Yossi: Now there is something counterintuitive about this conversation we’re having because the rest of the country has moved on. You and I are still basking and celebrating, that’s not the atmosphere here. Everybody now takes this for granted. We were on the razor’s edge a week ago. It’s so Israeli all of this buildup, that emotional focus, and anxiety, and then suddenly it dissipates and everyone just now takes it for granted.

Donniel: But that’s ok, Yossi. There’s a very nice spirit now, which we’re back to sort of a normal semi-normal something. I’m hoping that –  I’m always, you know, the optimist, but maybe I shouldn’t be an optimist. What I really have to do is have to get you to daven for the things that I care about.

Yossi: Just send me a list Donniel.

Donniel: But I’m hoping that – I always believe that good leads to good, but let’s go further a second and let’s try to analyze this because I think this is a critical point that it’s not just Israeli, it’s the Jewish people, maybe people in general.

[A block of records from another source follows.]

Issue #443, opened 2021-04-05
Add a “next” property to the paginated endpoints so clients don’t use the offset and simply use this property


agusaldasoro:
We've found that using the offset property to paginate results in performance issues, we need to change the pagination of our endpoints to use the property next as an iterator for the next page of the current collection.

This change needs to be done in the endpoints:
- /content/deployments
- /content/pointerChanges

PR #452, opened 2021-04-07
Use next link to paginate

agusaldasoro:
This PR is blocked by https://github.com/decentraland/catalyst-commons/pull/64

Fixes https://github.com/decentraland/catalyst/issues/443

We want to deprecate pagination using `offset`, to do that we need to provide a new way to paginate collections: the `next` link.
That link will contain the relative URL to the next page of the collection.


content/src/service/deployments/DeploymentManager.ts
```diff
@@ -80,11 +91,46 @@ export class DeploymentManager {
...
+      }
+    } else {
+      if (order == SortingOrder.ASCENDING) {
+        nextFilters.fromEntityTimestamp = lastDeployment.entityTimestamp
+      } else {
+        nextFilters.toEntityTimestamp = lastDeployment.entityTimestamp
+      }
+    }
+
+    const nextQueryParams = qs.stringify(
```
menduz, line 121: Every time you need to create or parse a query string, you can use [URLSearchParams](https://developer.mozilla.org/en-US/docs/Web/API/URLSearchParams/URLSearchParams), it doesn't require a new package and the API is stable and as standard as `fetch`

```ts
qs = new URLSearchParams({key: values} | "?string=true")
newQueryString = '?' + qs.toString()
```

menduz: This was not a request for change

nchamo: The main problem with `URLSearchParams` are multi params. 

If you have `deploymentId: string[]`, `URLSearchParams` would transform it into `deploymentId=id1,id2,id3`. But, our API uses the following format: `deploymentId=id1&deploymentId=id2&...`. 

That's why we use `{ arrayFormat: 'repeat' }` as an option for `qs.stringify`. Sadly, `URLSearchParams` doesn't have that option available

content/test/integration/service/deployments/pointer-changes-check.spec.ts
```diff
@@ -64,6 +64,15 @@ describe('Integration - Pointer Changes Check', () => {
     assertChangesAre(changes, [P1, { before: E1, after: undefined }], [P2, { before: E2, after: undefined }])
   })
 
+  it('When getting a page of pointer changes then next url is set', async () => {
+    const E1Timestamp = await deployEntitiesCombo(service, E1, E3)
+
+    const { pagination: pagination } = await service.getPointerChanges({ entityTypes: [E3.entity.type] }, undefined, 1)
+
+    expect(pagination.next).toContain(`toLocalTimestamp=${E1Timestamp}`)
```
nchamo, line 72: Could you also make sure that the lastId in `next` is set to the E1's id? If it's not set, you would get the same result

content/src/storage/repositories/DeploymentsRepository.ts
```diff
@@ -71,14 +78,52 @@ export class DeploymentsRepository {
       offset
     }
 
+    if (lastEntityId) {
+      values.lastEntityId = lastEntityId
+    }
+
+    /**  The lastEntityId is a field that we only want to compare with if for pagination.
```
nchamo, line 85: Is `if` a typo?

content/test/integration/service/deployments/deployment-pagination.spec.ts
```diff
@@ -0,0 +1,189 @@
...
+    expect(nextLink).toBeUndefined()
+  })
+
+  it('When lastEntityId is sent, it stills orders by timestamp', async () => {
+    // Deploy E1, E2 and E3 in that order
+    const [, E2Timestamp] = await deploy(E1, E2, E3)
+
+    const actualDeployments = await service.getDeployments({
+      limit: 2,
+      lastEntityId: E1.entity.id
```
nchamo, line 53: Does it make sense to test `lastEntityId` without a to/from timestamp filter? I mean, is it even used if none of those filters are present?

Also, let's make sure that we use if all 4 filters. from/to entity/local timestamp. And let's make sure that the returned deployments are actually the ones we expect.

Could make sense to make those tests in another test file, but we should do them

content/src/storage/repositories/DeploymentsRepository.ts
```diff
@@ -71,14 +78,52 @@ export class DeploymentsRepository {
...
+     * If the filter specifies a timestamp value that it's repeated among many deployments,
+     * then to know where the page should start we will use the lastEntityId.
+     */
+    const pageBorder: string =
+      (order == SortingOrder.ASCENDING ? 'from' : 'to') +
+      (timestampField == SortingField.ENTITY_TIMESTAMP ? 'EntityTimestamp' : 'localTimestamp')
```
nchamo, line 91: Shouldn't `localTimestamp` be `LocalTimestamp`? If it should, then we don't have enough tests.

Note: I added a comment about it in the test file

nchamo, line 91:
```suggestion
      (order === SortingOrder.ASCENDING ? 'from' : 'to') +
      (timestampField === SortingField.ENTITY_TIMESTAMP ? 'EntityTimestamp' : 'localTimestamp')
```

content/src/storage/repositories/DeploymentsRepository.ts
```diff
@@ -127,6 +172,12 @@ export class DeploymentsRepository {
     }))
   }
 
+  private createOrClause(timestampField: string, compare: string, timestampFilter: string): string {
```
nchamo, line 175: Great work!

nchamo (changes requested):
Great work, but we still have to make some more changes

content/src/controller/Controller.ts
```diff
@@ -354,6 +356,7 @@ export class Controller {
     const fields: string | undefined = req.query.fields
     const sortingField: SortingField | undefined | 'unknown' = this.asEnumValue(SortingField, req.query.sortingField)
     const sortingOrder: SortingOrder | undefined | 'unknown' = this.asEnumValue(SortingOrder, req.query.sortingOrder)
+    const lastEntityId: string | undefined = req.query.lastEntityId?.toLowerCase()
```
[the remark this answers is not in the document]
agusaldasoro: What do you think of having `toTimestamp` and `fromTimestamp` only? And the sorting field is the one that indicates which timestamp to look at.

content/src/controller/ControllerDeploymentFactory.ts
```diff
@@ -21,6 +21,7 @@ export class ControllerDeploymentFactory {
     if (fields.includes(DeploymentField.AUDIT_INFO)) {
       result.auditInfo = auditInfo
     }
+    result.local_timestamp = auditInfo.localTimestamp
```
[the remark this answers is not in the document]
agusaldasoro: Yes, it will be repeated in order to leave the audit info just the same as it is now. The snake case is a typo 😄

content/src/controller/Controller.ts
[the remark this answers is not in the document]
nchamo: Yeah, that sounds like a really smart idea!

But,
1. Let's make sure we don't break compatibility
2. Let's update the docs

content/src/service/deployments/DeploymentManager.ts
```diff
@@ -80,11 +91,46 @@ export class DeploymentManager {
...
         limit: curatedLimit,
-        moreData: moreData
+        moreData: moreData,
+        lastEntityId: options?.lastEntityId,
+        next: nextRelativePath
       }
     }
   }
 
+  private calculateNextRelativePath(options: DeploymentOptions | undefined, lastDeployment: Deployment): string {
```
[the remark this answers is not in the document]
agusaldasoro: I agree, but if we are changing that then we should move all the logic for creating pagination data to the controller, right?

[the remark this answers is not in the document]
nchamo: I'm not sure what you mean with creating pagination data. I mean, at the service layer we could return an object called `nextFilters` if you want. Or we could just generate it on the controller based on the filters sent to the deployment manager.

content/src/storage/repositories/DeploymentsRepository.ts
agusaldasoro: yay

content/test/integration/service/deployments/deployment-pagination.spec.ts
```diff
@@ -0,0 +1,189 @@
...
+    const a = await buildDeployData([P1], { type, timestamp, metadata: 'metadata1' })
+    const b = await buildDeployData([P1], { type, timestamp, metadata: 'metadata2' })
+    if (a.entity.id.toLowerCase() < b.entity.id.toLowerCase()) {
+      E1 = a
+      E2 = b
+    } else {
+      E1 = b
+      E2 = a
+    }
+    E3 = await buildDeployData([P1], { type, timestamp, metadata: 'metadata3' })
```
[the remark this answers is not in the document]
agusaldasoro: You were right, I've added a new (older) timestamp for deploying E3.

content/test/integration/service/deployments/deployment-pagination.spec.ts
```diff
@@ -0,0 +1,189 @@
...
+    const result: Timestamp[] = []
+    for (const { deployData } of entities) {
+      const newAuditInfo = { version: EntityVersion.V2, authChain: deployData.authChain, ...overrideAuditInfo }
+      const deploymentResult: DeploymentResult = await service.deployEntity(
+        Array.from(deployData.files.values()),
+        deployData.entityId,
+        newAuditInfo,
+        ''
+      )
+      if (isSuccessfulDeployment(deploymentResult)) {
```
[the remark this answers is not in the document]
agusaldasoro: I'm using the timestamp from the response to test the filters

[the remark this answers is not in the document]
nchamo: But shouldn't we fail if one of the deployments was unsuccessful? I mean, for the test to make sense all deployments need to be successful, right?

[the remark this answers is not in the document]
agusaldasoro: True

commons/servers/QueryParameters.ts
```diff
@@ -0,0 +1,73 @@
+import { DeploymentFilters, EntityType, SortingField, SortingOrder } from 'dcl-catalyst-commons'
+import qs from 'qs'
+
+export function toQueryParamsForGetAllDeployments(
```
nchamo, line 4: Instead of manually remove the 's' manually, maybe we could do it programmatically? We are doing something similar here
https://github.com/decentraland/catalyst-client/blob/master/src/utils/Helper.ts#L176

That should make things a lot simpler here

docs/content-server-api/pointerChanges/get.md
```diff
@@ -0,0 +1,76 @@
...
+
+**Auth required** : NO
+
+**Permissions required** : NO
+
+**Query Parameters** :
+
+
+
+*DEPRECATED: PLEASE USE from*
```
nchamo, line 19: Maybe it makes sense to avoid adding these? I mean, adding documentation about deprecated parameters sounds weird to me. The less people know about these, the easier it will be to remove them

docs/content-server-api/pointerChanges/get.md
```diff
@@ -0,0 +1,76 @@
...
+  - Example: to=1606829553969
+  - Default value: NULL - no upper filter is set
+  - Description: Acts as a filter in the collection of deployments, this value is the maximum value of timestamp (of the field indicated by SortingField: localTimestamp is the default) that any deployment in the collection will have.
+
+- lastId
+  - Format: string
+  - Value: EntityId
+  - Example: lastId=QmNknKv8MuKbfZ73z4QdUEsNbTd1ZAN1fSuwTFGiNGeCt5
+  - Default value: -
+  - Description: It is the last entity id that will be listed in the collection
```
nchamo, line 54: If `lastId` is set, then it won't be listed at all, it should be avoided. Right? Or am I getting something wrong?

docs/content-server-api/deployments/get.md
```diff
@@ -90,6 +107,13 @@ List all deployments stored in the content server
   - Default value: 500
   - Description: The deployments are a paginated collection, this parameter corresponds to the limit for each page.
 
+- lastId
+  - Format: string
+  - Value: EntityId
+  - Example: lastId=QmNknKv8MuKbfZ73z4QdUEsNbTd1ZAN1fSuwTFGiNGeCt5
+  - Default value: -
+  - Description: It is the last entity id that will be listed in the collection
```
nchamo, line 115: If `lastId` is set, then it won't be listed at all, it should be avoided. Right? Or am I getting something wrong?

docs/content-server-api/pointerChanges/get.md
```diff
@@ -0,0 +1,76 @@
+# Get Pointer Changes
+
+List all deployment changes from the same pointer
```
nchamo, line 3: This description is kind of weird. It doesn't list all changes for the same pointer. It lists all changes made to pointers in general

docs/content-server-api/pointerChanges/get.md
```diff
@@ -0,0 +1,76 @@
...
+
+**URL** : `/pointerChanges`
+
+<!-- **URL Parameters** : `pk=[integer]` where `pk` is the ID of the Account on the server. -->
```
nchamo, line 7: What's this?

docs/content-server-api/CONTENT_SERVER_API.md
```diff
@@ -15,7 +15,7 @@
 * Get Entities: `GET /entities/:type`
 * Failed Deployments: `GET /failedDeployments`
 * [History](history/get.md) : `GET /history`
-* Pointer Changes: `GET /pointerChanges'`
+* [Pointer Changes](pointerChanges/get.md) : `GET /pointerChanges'`
```
nchamo, line 18: Thank you so much for adding this!!!

content/test/helpers/service/MockedMetaverseContentService.ts
```diff
@@ -146,16 +146,6 @@ export class MockedMetaverseContentService implements MetaverseContentService {
     return MockedMetaverseContentService.STATUS
   }
 
-  getLegacyHistory(
```
nchamo, line 149: Nice catch!

content/src/controller/Controller.ts
```diff
@@ -304,34 +313,65 @@ export class Controller {
...
+
+    if (controllerPointerChanges.length > 0 && pagination.moreData) {
+      const lastPointerChange = controllerPointerChanges[controllerPointerChanges.length - 1]
+      pagination.next = this.calculateNextRelativePathForPointer(lastPointerChange, pagination.limit, filters)
+    }
+
     res.send({ deltas: controllerPointerChanges, filters, pagination })
   }
 
+  calculateNextRelativePathForPointer(
```
nchamo, line 360:
```suggestion
 private calculateNextRelativePathForPointerChange(
```

content/src/controller/Controller.ts
```diff
@@ -304,34 +313,65 @@ export class Controller {
...
+    lastPointerChange: ControllerPointerChanges,
+    limit: number,
+    filters?: PointerChangesFilters
+  ): string | undefined {
+    const nextFilters = Object.assign({}, filters)
```
nchamo, line 365: Is this copy necessary? You are not modifying `nextFilters`

content/src/service/deployments/DeploymentManager.ts
```diff
@@ -40,11 +40,21 @@ export class DeploymentManager {
...
         : DeploymentManager.MAX_HISTORY_LIMIT
 
+    const curatedFilters = Object.assign({}, options?.filters)
+
+    if (!options?.sortBy?.field || options?.sortBy?.field != SortingField.ENTITY_TIMESTAMP) {
+      curatedFilters.from = curatedFilters.fromLocalTimestamp
+      curatedFilters.to = curatedFilters.toLocalTimestamp
+    }
+    curatedFilters.fromLocalTimestamp = undefined
+    curatedFilters.toLocalTimestamp = undefined
```
nchamo, line 50: Is this necessary? Aren't you doing this at the controller?

content/src/service/deployments/DeploymentManager.ts
```diff
@@ -200,8 +217,12 @@ export type DeploymentOptions = {
   sortBy?: DeploymentSorting
   offset?: number
   limit?: number
+  lastId?: string
 }
 
-export type PointerChangesFilters = Pick<DeploymentFilters, 'fromLocalTimestamp' | 'toLocalTimestamp' | 'entityTypes'>
+export type PointerChangesFilters = Pick<
+  DeploymentFilters,
+  'from' | 'to' | 'fromLocalTimestamp' | 'toLocalTimestamp' | 'entityTypes'
```
nchamo, line 225: Would it make sense to exclude 'fromLocalTimestamp' & 'toLocalTimestamp'?

content/src/storage/repositories/DeploymentsRepository.ts
```diff
@@ -66,19 +73,54 @@ export class DeploymentsRepository {
...
+    /**  The lastId is a field that we only want to compare with when paginating.
+     * If the filter specifies a timestamp value that it's repeated among many deployments,
+     * then to know where the page should start we will use the lastId.
+     */
+    const pageBorder: string =
+      (order === SortingOrder.ASCENDING ? 'from' : 'to') +
+      (timestampField === SortingField.ENTITY_TIMESTAMP ? 'EntityTimestamp' : 'LocalTimestamp')
+
+    if (filters?.from && timestampField == SortingField.LOCAL_TIMESTAMP) {
+      values.fromLocalTimestamp = filters.fromLocalTimestamp ?? filters.from
```
nchamo, line 93: Can't you just use `filters.from` here? I think you already handled this

content/src/storage/repositories/DeploymentsRepository.ts
```diff
@@ -66,19 +73,54 @@ export class DeploymentsRepository {
...
+      if (pageBorder == 'fromLocalTimestamp' && lastId) {
+        whereClause.push(this.createOrClause('local_timestamp', '>', 'fromLocalTimestamp'))
+      } else {
+        whereClause.push(`dep1.local_timestamp >= to_timestamp($(fromLocalTimestamp) / 1000.0)`)
+      }
+    }
+    if (filters?.to && timestampField == SortingField.LOCAL_TIMESTAMP) {
+      values.toLocalTimestamp = filters.toLocalTimestamp ?? filters.to
```
nchamo, line 101: Can't you just use `filters.to` here? I think you already handled this

content/test/integration/controller/deployment-pagination.spec.ts
```diff
@@ -0,0 +1,323 @@
...
+      server.getAddress() +
+      `/deployments?` +
+      toQueryParamsForGetAllDeployments(
+        options.filters,
+        options.sortBy?.field,
+        options.sortBy?.order,
+        options.lastId,
+        options.limit
+      )
+    const response = await fetcher.fetchJson(url)
```
nchamo, line 303: I think you can use the `fetchJson` expose by the library directly, without having to instantiate a `Fetcher`

content/test/integration/controller/deployment-pagination.spec.ts
```diff
@@ -0,0 +1,323 @@
...
+  let E1: EntityCombo, E2: EntityCombo, E3: EntityCombo
+
+  const testEnv = loadStandaloneTestEnvironment()
+  let server: TestServer
+  const fetcher = new Fetcher()
+
+  beforeEach(async () => {
+    server = await testEnv
+      .configServer()
+      .withBean(Bean.SYNCHRONIZATION_MANAGER, new MockedSynchronizationManager())
```
nchamo, line 25: I think it will be better if you use
```
.withConfig(EnvironmentConfig.DISABLE_SYNCHRONIZATION, true)
```

content/test/integration/controller/deployment-pagination.spec.ts
```diff
@@ -0,0 +1,323 @@
...
+    const b = await buildDeployData([P2], { type, timestamp, metadata: 'metadata2' })
+    if (a.entity.id.toLowerCase() < b.entity.id.toLowerCase()) {
+      E1 = a
+      E2 = b
+    } else {
+      E1 = b
+      E2 = a
+    }
+    const laterTimestamp = Date.now()
+    E3 = await buildDeployData([P3], { type, timestamp: laterTimestamp, metadata: 'metadata3' })
```
nchamo, line 47:
```suggestion
    E3 = await buildDeployData([P3], { type, timestamp: timestamp + 1, metadata: 'metadata3' })
```

content/test/integration/controller/deployment-pagination.spec.ts
```diff
@@ -0,0 +1,323 @@
...
+    const actualDeployments = await fetchDeployments({
+      limit: 3
+    })
+
+    expect(actualDeployments.deployments.length).toBe(3)
+    const nextLink = actualDeployments.pagination.next
+    expect(nextLink).toBeUndefined()
+  })
+
+  it('When local timestamp filter is set, then only toLocalTimestamp is modified in next ', async () => {
```
nchamo, line 63: I think we need to update the query param name now

content/test/integration/controller/deployment-pagination.spec.ts
```diff
@@ -0,0 +1,323 @@
...
+    // Deploy E1, E2 and E3 in that order
+    const [E1Timestamp, E2Timestamp, E3Timestamp] = await deploy(E1, E2, E3)
+
+    const actualDeployments = await fetchDeployments({
+      limit: 2,
+      filters: { fromLocalTimestamp: E1Timestamp, toLocalTimestamp: E3Timestamp }
```
nchamo, line 69: I would recommend using `to` and `from` with the `sortBy`. That will make deprecation easier

(Also in other tests)

content/test/integration/controller/deployment-pagination.spec.ts
```diff
@@ -0,0 +1,323 @@
...
+  it('When order is by entity timestamp, then only to is modified in next', async () => {
+    // Deploy E1, E2 and E3 in that order
+    const [E1Timestamp, , E3Timestamp] = await deploy(E1, E2, E3)
+
+    const actualDeployments = await fetchDeployments({
+      limit: 2,
+      sortBy: {
+        field: SortingField.ENTITY_TIMESTAMP
+      },
+      filters: { fromLocalTimestamp: E1Timestamp, toLocalTimestamp: E3Timestamp }
```
nchamo, line 120: Is this valid? Using `fromLocalTimestamp` or `toLocalTimestamp` when sorting with entity timestamp? Shouldn't it be `from` & `to`?

content/test/integration/controller/deployment-pagination.spec.ts
```diff
@@ -0,0 +1,323 @@
...
+
+    expect(actualDeployments.deployments.length).toBe(2)
+    expect(actualDeployments.deployments[0].entityId).toBe(E3.entity.id)
+    expect(actualDeployments.deployments[1].entityId).toBe(E2.entity.id)
+    const nextLink = actualDeployments.pagination.next
+    expect(nextLink).toContain(`to=${E2.entity.timestamp}`)
+    expect(nextLink).toContain(`lastId=${E2.entity.id}`)
+  })
+
+  it('When getting pointer Changes then the pagination is correctly done', async () => {
```
nchamo, line 250:
```suggestion
  it('When getting pointer changes then the pagination is correctly done', async () => {
```

content/test/integration/controller/deployment-pagination.spec.ts
```diff
@@ -0,0 +1,323 @@
...
+
+    const pointerChanges = await fetchPointerChanges({ from: E1Timestamp }, 1)
+
+    expect(pointerChanges.deltas.length).toBe(1)
+    expect(pointerChanges.pagination.next).toContain(`to=${E2Timestamp}`)
+    expect(pointerChanges.pagination.next).toContain(`from=${E1Timestamp}`)
+    expect(pointerChanges.pagination.next).toContain(`lastId=${E2.entity.id}`)
+  })
+
+  it('When getting pointer Changes with deprecated filter then the pagination is correctly done', async () => {
```
nchamo, line 262:
```suggestion
  it('When getting pointer changes with deprecated filter then the pagination is correctly done', async () => {
```

content/test/integration/controller/deployment-pagination.spec.ts
```diff
@@ -0,0 +1,323 @@
...
+    expect(pointerChanges.pagination.next).toContain(`to=${E2Timestamp}`)
+    expect(pointerChanges.pagination.next).toContain(`from=${E1Timestamp}`)
+    expect(pointerChanges.pagination.next).toContain(`lastId=${E2.entity.id}`)
+  })
+
+  async function deploy(...entities: EntityCombo[]): Promise<Timestamp[]> {
+    const result: Timestamp[] = []
+    for (const { deployData } of entities) {
+      const deploymentResult = await server.deploy(deployData)
+      if (isSuccessfulDeployment(deploymentResult)) {
```
nchamo, line 283: This isn't necessary at the controller level. The controller will return an error

nchamo (approved):
Great work!

docs/content-server-api/pointerChanges/get.md
agusaldasoro: You mean that the users shouldn't use that param unless they are using our auto-generated pagination?

docs/content-server-api/pointerChanges/get.md
agusaldasoro: It's the template for documenting URL params, I'm deleting it as we are not using it.

content/src/controller/Controller.ts
agusaldasoro: True!

content/src/service/deployments/DeploymentManager.ts
agusaldasoro: I didn't want to delete them as they are currently supported on that endpoint. What do you think?

content/test/integration/controller/deployment-pagination.spec.ts
agusaldasoro: True, I forgot to fail on that case 😄

content/src/service/deployments/DeploymentManager.ts
nchamo: I think that you already handled that at the controller level, and you are defining a type used at the service layer. You will never get those parameters here, right?

content/test/integration/controller/deployment-pagination.spec.ts
agusaldasoro: I wanted to be sure that it still works, I'll add a separate test for that then.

And I know that it has to do with the addiction to new cycles and what gets us and how bad news is more enticing. So we’re fed more bad news on our social feeds and all of the above. But, let’s talk about us Jews for a second. Forget the world and humanity. Is there something about us that makes our psyche that gravitates to crises that somehow celebrating normalcy, celebrating stability is hard? And maybe if we think about it, we might be able to pay more attention to it, maybe overcome it a little bit.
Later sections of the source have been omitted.